Sorry to hear of the problems you have been having make a baby but you have come to a fantastic site full of advice and support.

Its not easy when trying for a baby and others around you are falling pregnant so easily but there is support here and i hope we can help you in some way.

Would you like to tell us if you have had any investigations yet? Have you had a blood test? Your partner had a sperm test?

Good luck with everything

Kate xx​


----------



## sallywags (Jun 27, 2005)

Hi hun - you have come to the right place.  we probably all understand how you feel - and frankly i don't know how i would have got through the last 2 years without FF. 

You will gain so much from here - try to spend some time getting to know the site (but beware of getting addicted!), as you will get support, sympathy, and also you will probably get lots of very useful advice.

Good luck in everything you try hun,

Sallywags


----------



## Mrs CW (Jul 12, 2004)

Hi Pyets and welcome to the site, everyone is very friendly here and it has been a lifesaver for many of us.  

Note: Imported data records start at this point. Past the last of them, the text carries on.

PR #2540, opened 2021-12-23
Remove jQuery from Google Analytics Universal Tracker

andysellick:
## What
Remove jQuery from Google Analytics Universal Tracker. This is the main script in the analytics code that contains all the things the rest of it depends on, like trackPageView and trackEvent, plus it also contains the snippet of JS from GA that makes everything work.

## Why

## Visual Changes
None.

### DIFF
--- a/CHANGELOG.md
+++ b/CHANGELOG.md
@@ -9,6 +9,7 @@
 
 ## Unreleased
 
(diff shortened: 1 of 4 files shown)


owenatgov (commented):
Needs a changelog update. Otherwise looking swell.

owenatgov (approved):
⭐

PR #2542, opened 2021-12-23
Remove jQuery from mailto-link-tracker

andysellick:
## What
Removes jQuery from the mailto link tracker, a script that tracks consenting clicks on links that point to an email address e.g. `<a href="mailto:someone@somewhere.something">Email me</a>`.

This script is similar to the [external link tracker](https://github.com/alphagov/govuk_publishing_components/pull/2538) and the [download link tracker](https://github.com/alphagov/govuk_publishing_components/pull/2534) once jQuery has been removed, so maybe once all these PRs are complete some kind of consolidation could be done.

## Why

## Visual Changes
None.

### DIFF
--- a/app/assets/javascripts/govuk_publishing_components/analytics/mailto-link-tracker.js
+++ b/app/assets/javascripts/govuk_publishing_components/analytics/mailto-link-tracker.js
@@ -1,36 +1,36 @@
+//= require ../vendor/polyfills/closest.js
 ;(function (global) {
   'use strict'
 
-  var $ = global.jQuery
   var GOVUK = global.GOVUK || {}
 
   GOVUK.analyticsPlugins = GOVUK.analyticsPlugins || {}
   GOVUK.analyticsPlugins.mailtoLinkTracker = function () {
-    var mailtoLinkSelector = 'a[href^="mailto:"]'
+    document.querySelector('body').addEventListener('click', function (event) {
+      var element = event.target
+      if (element.tagName !== 'A') {
+        element = element.closest('a')
+      }
 
-    $('body').on('click', mailtoLinkSelector, trackClickEvent)
+      if (!element) {
+        return
+      }
 
-    function trackClickEvent (evt) {
-      var $link = getLinkFromEvent(evt)
+      var href = element.getAttribute('href')
+      if (href.substring(0, 7) === 'mailto:') {
+        trackClickEvent(element, href)
+      }
+    })
+
+    function trackClickEvent (element, href) {
       var options = { transport: 'beacon' }
-      var href = $link.attr('href')
-      var linkText = $.trim($link.text())
+      var linkText = element.textContent
 
       if (linkText) {
-        options.label = linkText
+        options.label = linkText.trim()
       }
 
       GOVUK.analytics.trackEvent('Mailto Link Clicked', href, options)
-    }
-
-    function getLinkFromEvent (evt) {
-      var $target = $(evt.target)
-
-      if (!$target.is('a')) {
-        $target = $target.parents('a')
-      }
-
-      return $target
     }
   }
 
--- a/app/assets/javascripts/govuk_publishing_components/analytics/mailto-link-tracker.js
+++ b/app/assets/javascripts/govuk_publishing_components/analytics/mailto-link-tracker.js
@@ -17,6 +17,11 @@
       }
 
       var href = element.getAttribute('href')
+
+      if (!href) {
+        return
+      }
+
       if (href.substring(0, 7) === 'mailto:') {
         trackClickEvent(element, href)
       }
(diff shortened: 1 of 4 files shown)


app/assets/javascripts/govuk_publishing_components/analytics/mailto-link-tracker.js
```diff
@@ -1,37 +1,36 @@
...
-  var $ = global.jQuery
   var GOVUK = global.GOVUK || {}
 
   GOVUK.analyticsPlugins = GOVUK.analyticsPlugins || {}
   GOVUK.analyticsPlugins.mailtoLinkTracker = function () {
-    var mailtoLinkSelector = 'a[href^="mailto:"]'
+    document.querySelector('body').addEventListener('click', function (event) {
+      var element = event.target
+      if (element.tagName !== 'A') {
+        element = element.closest('a')
```
alex-ju, line 11: Would be want to explicitly call a `closest` polyfill? It seems like we could do this via `govuk-frontend` or `govuk_publishing_components`
```
//= require govuk/vendor/polyfills/Element/prototype/closest.js
```
or
```
//= require ../vendor/polyfills/closest.js
```

I'm aware we may already call this polyfill with the other similar scripts, but until we review the polyfilling approach, we might want to explicitly import them where needed.

alex-ju (approved):
One comment about polyfilling `closest`, otherwise good to be merged.

app/assets/javascripts/govuk_publishing_components/analytics/mailto-link-tracker.js
andysellick: Good question. Turns out that the reason this polyfill was added was because the govuk-frontend one [doesn't support IE8](https://github.com/alphagov/govuk_publishing_components/pull/1645#discussion_r470529237) (according to my past self). I know we don't support IE8 but I think at the time I made the decision on the basis that we still have some IE8 users and I don't want the JS to error for them if we can help it.

alex-ju: Ah, yes, I remember why we have the other polyfill, question is: do we want to add it to this script as well?

andysellick: Sorry - I'd completely misunderstood your question, I thought you were recommending we use the govuk-frontend polyfill over the one in the gem, but you were actually suggesting we just add a polyfill (I thought I'd added one already). Apologies, I've added a polyfill now (and updated the changelog).

andysellick: @alex-ju in updating the changelog and rebasing to master I found a new error caused indirectly by recent changes to the metadata component. I've added the change in a separate commit if you want to check before I merge. Including @danacotoran for reference.

spec/javascripts/components/metadata-spec.js
```diff
@@ -11,7 +11,15 @@ describe('The metadata component', function () {
 
   describe('when the "See all updates" link is clicked', function () {
     it('clicks the target if target exists and is not already expanded', function () {
-      var FIXTURE = '<div data-module="metadata"><a href="#toggle-me" class="js-see-all-updates-link"></a></div><div id="toggle-me" data-module="gem-toggle"><a data-controls="target" data-expanded aria-expanded="false"></a><div id="target" class="js-hidden">Target</div></div>'
+      console.log('BEGIN TEST')
```
alex-ju, line 14: I guess we can now get rid of this...

spec/javascripts/components/metadata-spec.js
```diff
@@ -21,6 +29,7 @@ describe('The metadata component', function () {
       var trigger = $(element).find('.js-see-all-updates-link')
       trigger[0].click()
       expect(GOVUK.Modules.GemToggle.prototype.toggleOnClick).toHaveBeenCalled()
+      console.log('END TEST')
```
alex-ju, line 32: ...and this

app/assets/javascripts/govuk_publishing_components/analytics/mailto-link-tracker.js
```diff
@@ -17,6 +17,11 @@
       }
 
       var href = element.getAttribute('href')
+
+      if (!href) {
```
alex-ju, line 21: Do we also want to add a test in `mailto-link-tracker.spec.js` with an anchor without an href, to make sure we check this conditional statement is preserved over time.

spec/javascripts/components/metadata-spec.js
andysellick: 🤦  sorry, removed.

spec/javascripts/components/metadata-spec.js
andysellick: 🤦  sorry, removed.

app/assets/javascripts/govuk_publishing_components/analytics/mailto-link-tracker.js
andysellick: Good suggestion, have modified the initial test to check this.

PR #2552, opened 2022-01-06
Tweak metadata component "See all updates" interaction

danacotoran:
On some publications, the metadata component has a "See all updates" link. This is an in-page link which jumps to the list of updates at the bottom of the page like so: 

https://user-images.githubusercontent.com/7116819/148392637-026ed708-bd57-427c-9ebc-91497b2390e9.mov

This is on purpose in order to get around having the list of update notes at the top of the page. The reason for this is that the list of notes can be quite long and so it would not be ideal to have this list before the main content of the publication page as even when hidden behind a visibility toggle, once it's been expanded such a list could take a lot of scrolling to get past and inconvenience some users.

I'm sorry to hear you're having trouble conceiving.  Having had the tests have you been referred for any treatment of any kind? 
What did your consultant or GP say about your test results and your next steps?

Do let us know, then we can help you to find others in a similar situation who can give you some support.  

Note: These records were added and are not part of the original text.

PR #3993, opened 2024-04-24
Update layout_for_admin component to take custom asset filenames 

davidgisbey:
## What

Allow custom JS and CSS filenames to be passed to the layout_for_admin component.

## Why

We're adding an admin interface to our application and want to use retain application.js & application.scss for the public interface.

This will allow us to pass admin.js and admin.scss in as args so we can retain only loading the required components for each so the page load time is fast.

## Visual Changes

N/A

## Testing

It was a bit awkward to test this as passing it a filename that doesn't exist causes exceptions. Using any_instance_of is a bit of a smell, but it's probs okay(ish) here to avoid additional complexity.

## Trello card

https://trello.com/c/r6uafy2D/1354-basic-admin-area

### DIFF
--- a/CHANGELOG.md
+++ b/CHANGELOG.md
@@ -7,6 +7,10 @@
   useful summary for people upgrading their application, not a replication
   of the commit log.
 
+## Unreleased
+
+- Update layout_for_admin component to take custom asset filenames ([PR #3993](https://github.com/alphagov/govuk_publishing_components/pull/3993))
+
 ## 38.1.0
 
 * Fix rendering of unnumbered papers ([PR #3988](https://github.com/alphagov/govuk_publishing_components/pull/3988))
--- a/app/views/govuk_publishing_components/components/docs/layout_for_admin.yml
+++ b/app/views/govuk_publishing_components/components/docs/layout_for_admin.yml
@@ -23,3 +23,21 @@ examples:
       browser_title: 'A page title'
       block: |
         <!-- You probably want to use the header, main & footer components here -->
+  with_custom_js_filename:
+    description: An alternative JS filename can be used in place of the default `application.js` if required (note that this cannot easily be demonstrated here).
+    data:
+      environment: production
+      product_name: Publishing
+      browser_title: 'A page title'
+      js_filename: "application"
+      block: |
+        <!-- You probably want to use the header, main & footer components here -->
+  with_custom_css_filename:
+    description: An alternative JS filename can be used in place of the default `application.scss` if required (note that this cannot easily be demonstrated here).
+    data:
+      environment: production
+      product_name: Publishing
+      browser_title: 'A page title'
+      css_filename: "application"
+      block: |
+        <!-- You probably want to use the header, main & footer components here -->
--- a/spec/components/layout_for_admin_spec.rb
+++ b/spec/components/layout_for_admin_spec.rb
@@ -16,4 +16,25 @@ describe "Layout for admin", type: :view do
 
     assert_select 'meta[name="robots"][content="noindex,nofollow,noimageindex"]', visible: false
   end
+
+  it "can receive a custom js filename" do
+    allow_any_instance_of(ActionView::Base).to receive(:javascript_include_tag).with("govuk_publishing_components/vendor/modernizr")
+    expect_any_instance_of(ActionView::Base).to receive(:javascript_include_tag).with("admin").once
+
+    render_component(
+      browser_title: "Hello, admin page",
+      environment: "production",
+      js_filename: "admin",
+    )
+  end
+
+  it "can receive a custom css filename" do
+    expect_any_instance_of(ActionView::Base).to receive(:stylesheet_link_tag).with("admin", media: "all")
+
+    render_component(
+      browser_title: "Hello, admin page",
+      environment: "production",
+      css_filename: "admin",
+    )
+  end
 end
--- a/app/views/govuk_publishing_components/components/_layout_for_admin.html.erb
+++ b/app/views/govuk_publishing_components/components/_layout_for_admin.html.erb
@@ -1,5 +1,7 @@
 <%
   add_gem_component_stylesheet("layout-for-admin")
+  js_filename ||= "application"
+  css_filename ||= "application"
 
   product_name ||= "Publishing"
 %>
@@ -13,7 +15,7 @@
     <meta name="viewport" content="width=device-width, initial-scale=1">
     <%= csrf_meta_tags %>
     <%= favicon_link_tag "govuk_publishing_components/favicon-#{environment}.png" %>
-    <%= stylesheet_link_tag "application", media: "all" %>
+    <%= stylesheet_link_tag css_filename, media: "all" %>
     <%= javascript_include_tag "govuk_publishing_components/vendor/modernizr" %>
     <%= yield :head %>
   </head>
@@ -22,6 +24,6 @@
       document.body.className += ' js-enabled' + ('noModule' in HTMLScriptElement.prototype ? ' govuk-frontend-supported' : '');
     <% end -%>
     <%= yield %>
-    <%= javascript_include_tag "application" %>
+    <%= javascript_include_tag js_filename %>
   </body>
 </html>


CHANGELOG.md
```diff
@@ -7,6 +7,10 @@
   useful summary for people upgrading their application, not a replication
   of the commit log.
 
+## Unreleased
```
davidgisbey, line 10: I've added this to unreleased for now, but we might want to just bump the version to unblock us. Wdyt @kevindew?

andysellick: For preference we'd follow the normal release process: https://github.com/alphagov/govuk_publishing_components/blob/main/docs/publishing-to-rubygems.md

kevindew: Yup agree on normal release process, can be part of next batch release

spec/components/layout_for_admin_spec.rb
```diff
@@ -16,4 +16,25 @@ def component_name
 
     assert_select 'meta[name="robots"][content="noindex,nofollow,noimageindex"]', visible: false
   end
+
+  it "can receive a custom js filename" do
+    expect_any_instance_of(ActionView::Base).to receive(:javascript_include_tag).with("govuk_publishing_components/vendor/modernizr").once
```
kevindew, line 21: Do we need to do some mocking? i.e. does it error without it?

If we do need it, I'd suggest we use an allow here, as this isn't actually an assertion we're making about js_filename, if not I'd just delete it.

(Ideally it won't be too long until modernizr can be removed - I think it's only for IE < 11)

kevindew (commented):
Great stuff David 👍

spec/components/layout_for_admin_spec.rb
davidgisbey: Yes unfortunately it blows up without t

kevindew: Sure, can we change it to allow to indicate it's not one of our expectations?

davidgisbey: oh right sorry i get what you mean 👍 sorry i thought you meant both

kevindew (approved):
Great, all the changes look good to me. Only thing I remembered to suggest is that we should add some information in the commit message about how we ended up committing the sin of using `(allow|expect)_any_instance_of` and how we ended up stubbing ActiveView::Base - as there is quite opaque.

It'd be good to get a nod from @andysellick or one of the frontend devs on our team before merging though

davidgisbey:
Yea great shout. Sorry i was using CI to run my tests as i was having issues locally and forgot to update the commit message. I'll sort that now 👍

CHANGELOG.md
```diff
@@ -7,6 +7,10 @@
...
+
+- Update layout_for_admin component to take custom asset filenames ([PR #3993](https://github.com/alphagov/govuk_publishing_components/pull/3993))
```
andysellick, line 12: Nitpick: can this match the PR name please?

app/views/govuk_publishing_components/components/docs/layout_for_admin.yml
```diff
@@ -23,3 +23,19 @@ examples:
       browser_title: 'A page title'
       block: |
         <!-- You probably want to use the header, main & footer components here -->
+  with_custom_js_filename:
+    data:
+      environment: production
+      product_name: Publishing
+      browser_title: 'A page title'
+      js_filename: "application"
```
andysellick, line 31: These examples pass the default value, would it be clearer to show this functionality in action?

spec/components/layout_for_admin_spec.rb
```diff
@@ -16,4 +16,25 @@ def component_name
...
+
+    render_component(
+      browser_title: "Hello, admin page",
+      environment: "production",
+      js_filename: "admin",
+    )
+  end
+
+  it "can receive a custom css filename" do
+    expect_any_instance_of(ActionView::Base).to receive(:stylesheet_link_tag).with("admin", media: "all")
```
andysellick, line 32: Interested to know how these tests work - I was expecting an `assert` or similar, how do they work?

spec/components/layout_for_admin_spec.rb
```diff
@@ -16,4 +16,25 @@ def component_name
 
     assert_select 'meta[name="robots"][content="noindex,nofollow,noimageindex"]', visible: false
   end
+
+  it "can receive a custom js filename" do
+    allow_any_instance_of(ActionView::Base).to receive(:javascript_include_tag)
```
andysellick, line 21: Again just interested to know how this works - why does the JS test have `allow_any_instance_of` and `expect_any_instance_of`, but the CSS test only has `expect_any_instance_of`?

andysellick (commented):
Change looks good, just a few comments/questions 👍

app/views/govuk_publishing_components/components/docs/layout_for_admin.yml
davidgisbey: The problem with that is that i'd have to add a blank `admin` stylesheet, because it will actually try to compile the file. So it if update it to use "admin" it'll look for "admin.js" and blow up if it can't find it.

I figured this was the lesser of 2 evils, but let me know if you'd prefer another approach 👍

andysellick: Oh I see that makes sense. Tricky! In that case maybe add a description to these examples to clarify? Something like:

```
description: An alternative JS filename can be used in place of the default `application.js` if required (note that this cannot easily be demonstrated here).
```

spec/components/layout_for_admin_spec.rb
davidgisbey: Similar to above, the reason we're unable to make an assertion on the page is that it will blow up while trying to render the component if it's unable to find the file based on filename passed into the component. 

Due to that we have to stub out the method that handles the compilation of the assets. It feels like in this situation the thing we really care about is that the correct file is being included.

How allow and expect is that they stub out the method for the class passed in and return "" (by default).
So essentially what happens here is that the layout makes the call to compile `admin.js` and we intercept that call and return an empty string. Blocking it from actually trying to compile and blowing up.

The reason that we need `allow_any_instance_of` in the JS test is due to there being a second method call [here](https://github.com/alphagov/govuk_publishing_components/pull/3993/files#diff-1ebac9542b105f130b13ae04925c85d875d4dc231391387ecb4206b359fc0c07R19) 

So two calls are made:

```
 <%= javascript_include_tag "govuk_publishing_components/vendor/modernizr" %>
```
then
```
 <%= javascript_include_tag "application" %>
```
Without the allow this line

```
 expect_any_instance_of(ActionView::Base).to receive(:javascript_include_tag).with("admin").once
```

blows up because the `javascript_include_tag` method has been stubbed, but only once with expectation that the argument will be "admin".

The output of the test is something similar to

```
expected  javascript_include_tag with the argument of "admin", but it was actually "govuk_publishing_components/vendor/modernizr"
```

The `allow` allows the method to be called with any argument any amount of times which ensures we don't see the error above.  While the expect is checking that the call is made with "admin" once which is the desired out come

Hopefully that makes sense.

Maybe it's clearer if i update the allow to be more explicit and do 

```
allow_any_instance_of(ActionView::Base).to receive(:javascript_include_tag).with("govuk_publishing_components/vendor/modernizr")
 expect_any_instance_of(ActionView::Base).to receive(:javascript_include_tag).with("admin").once
```

So it's clear that the allow is due to the method being called twice, once with a file we're not worried about with our change to the implementation.

davidgisbey: There are other approaches we could use like dynamically creating an empty `admin.js` file before action before running the test, testing what's in the file, then deleting it after running the test, but that comes with it's own setbacks. Still complex, far slower etc.

But happy to chat it through if you'd like!

I'll go back and update the commit message with some of the above.

spec/components/layout_for_admin_spec.rb
davidgisbey: I've wrote a lengthy (sorry about that) comment [here](https://github.com/alphagov/govuk_publishing_components/pull/3993#discussion_r1579178525) which hopefully addresses this.

Let me know if any of it doesn't make sense

CHANGELOG.md
davidgisbey: Have updated the PR  since i think the changelog was a little more concise

app/views/govuk_publishing_components/components/docs/layout_for_admin.yml
davidgisbey: great shout. Thanks Andy will sort that now

davidgisbey:
@andysellick i've made the requested changes. Hopefully the above explanation makes sense. Let me know if you not and/or you want any other changes 👍

spec/components/layout_for_admin_spec.rb
andysellick: Really interesting stuff, thanks for taking the time to explain 👍

davidgisbey:
Have tested it's working as expected on the component guide so i'll merge if there's no objections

take care and best of luck,

Claire x


----------



## baby whisper (Sep 22, 2004)

hi hun i just want to say a big hello and welcome to you to ff you have found the right place to come for all the help and support you need 
good luck with everything
lea-Anne xx


----------



## MissTC (May 8, 2006)

Hi *Pyets* honey 

It's so very hard isn't it? It sometimes seems that our friends/family/neighbours are getting pregnant at the drop of a hat, yet we struggle and struggle year after year with no success  By finding Fertility Friends you have found a network of friendship that will carry you through the good and bad times honey, and support you all the way!

Assuming you have had the basic fertility tests with no obvious results, do you come under the "Unexplained" category? It must be so hard for you.

Here are a couple of links for you to take a look at which may help, but don't forget that you are welcome to post wherever you like on the site Pyets - you will make lots of new friends and will quickly become addicted to us!
For Unexplained Infertility: *CLICK HERE**

For Starting Out & Diagnosis CLICK HERE

For Complementary Therapies CLICK HERE

We also have a fantastic chatroom - it is often good to talk to people who really understand you  Every Friday night is NEWBIE NIGHT in the chatroom, and Dizzi Squirrel, Kate, Vicki or I will be in there from 8pm to 9pm to show new members the ropes and answer any questions. I hope you can join us. Don't worry if you can't make it - if you want some help just send Dizzi Squirrel  or myself a personal message and we can arrange a short one2one session with you.



Good luck hun
Love and 
Tracy
xxx*


----------



## pyets (Jun 13, 2007)

hello again and I want to thank all of you lovely ladies for replying to my plea and helping me realise that I am not loosing the plot and your support means a lot, saying that my other half doesn't seem to think I am sane as
I am still having crazy thoughts in fact some of them are so crazy that I even had to laugh at myself this morning, do you know what I did . . .  I am not a particularly religious person but I went to bed last night and said a prayer well . .  I tried to make a deal with God I asked him I was happy for him to take my business ( I have my own company) let it fail and go to the wall if he would only send me a child that way I would suffer but please send me a baby because by not letting me have one was too high a price to pay for anyone and I have never done anything so bad in my life to warrant such pain or karma then . . .  my husband asked me what I was doing I told him and he said he would order me a straight jacket or get me sectioned after that we both burst out laughing so I am hoping my sense of humour is returning about this whole childless situation that we are in.  
In answer to your questions we have had blood and sperm tests which were all normal and we are waiting for an appointment at St. Marys .  I am a bit worried about this because I have just been lying to myself that we should have done it 2 hours earlier on that day and we would have been fine rather than facing up to the fact that we may need help ( I didn't want to get obsessed with getting pregnant) and now its seems its inevitable.
I do however feel that maybe its a mountain I can climb as I have FF and all you helping me 

Thank you for coming to my rescue and for all your helpful advice

Chatterbox


----------



## ♥ Angels ♥ (Aug 10, 2006)

Welcome

You've come to the right place, FF has been a god send to me, there is always someone to answer your questions.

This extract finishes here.